Brendel, Stephen Hough, and other great hybrid writing pianists, I close with Rosen’s

final topic: electronic music and the future of music-making (pp. 128–9). Rosen’s all-too-

brief remarks are, understandably, outdated and an outsider’s view. Despite agreeing

with Temerson’s suggestion that music will evolve ever further into ‘the electronic’ (a

unhelpfully nebulous term left dangling), he asserts that electronic music ‘produces

fixed works . . . making the performer disappear for the benefit of the listener’ (p. 128).
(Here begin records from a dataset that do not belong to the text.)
PR #351, opened 2026-05-07
[LoRA] LoRA adapter support on Metal worker

### LINKED ISSUE #326: LoRA adapter support on Metal
The LoRA hooks in the Metal worker currently return `False`. Before I put up a PR wiring them in, is LoRA support something you'd be open to
merging?

narain1:
Closes #326.

## Summary

This PR adds end-to-end LoRA support to the Metal v1 runner by implementing the previously stubbed worker hooks (`add_lora`, `remove_lora`, `pin_lora`, and `list_loras`). With this change, `--enable-lora` and `--lora-modules`.

The implementation introduces a dedicated `vllm_metal/v1/lora/` package that owns all Metal-side LoRA state and routing logic while remaining intentionally low-coupling, 

The runtime uses a Punica-style routing path: a single `PunicaWrapperMLX` builds per-token slot indices once per scheduler step, and wrapped `MLXLinearWithLoRA` layers apply LoRA deltas through a branch-free batched matmul against a fixed slot table.

## Implementation

Added a new `vllm_metal/v1/lora/` package containing:

* `peft_loader.py`

  * Loads PEFT and Unsloth adapters through upstream `PEFTHelper`
  * Converts adapter weights into MLX tensors
  * Serves as the single owner of the on-disk adapter contract

* `model_manager.py`

  * Manages adapter slot tables and lifecycle
  * Wraps eligible `nn.Linear` modules with `MLXLinearWithLoRA`
  * Handles adapter pin/unpin operations
  * Maintains a fixed-capacity `lora_slots` table with a permanent zeroed null slot for non-LoRA tokens

* `worker_manager.py`

  * Exposes the request-facing LoRA API to the worker
  * Resolves `LoRARequest` paths
  * Enforces adapter capacity limits
  * Applies the active adapter set for each scheduler step

* `mapping.py`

This view cannot have been a particularly useful claim in 1993, let alone in 2020, even

though it is followed immediately with a compliment about Babbitt’s Philomel. However,

Rosen turns this simplistic point into something more nuanced about live performance:

‘Music has always been written, above all, to give pleasure to those who play it rather

than to a public’ (p. 129). Music is for the players. This is to say, after all, that the way to

understand Rosen’s pleasure duo—muscular and intellectual—is that the former

pleasure should be prioritized. Put schematically: physical material engagement with

the instrument as a way of being in the world generates pleasure (intellectual,

analytical, critical pleasures derive from this), pleasure generates meaning, and

meaning instructs and sensitizes the soul. Recalling the ‘golden’ (p. 12) and ‘glorious

age’ (p. 95) of live performance that his career was spent lamenting, on stage and in

print, Rosen’s final sentence is a message in a bottle: ‘Our music will survive as long as

there are musicians who experience physical pleasure in performing it’ (p. 129).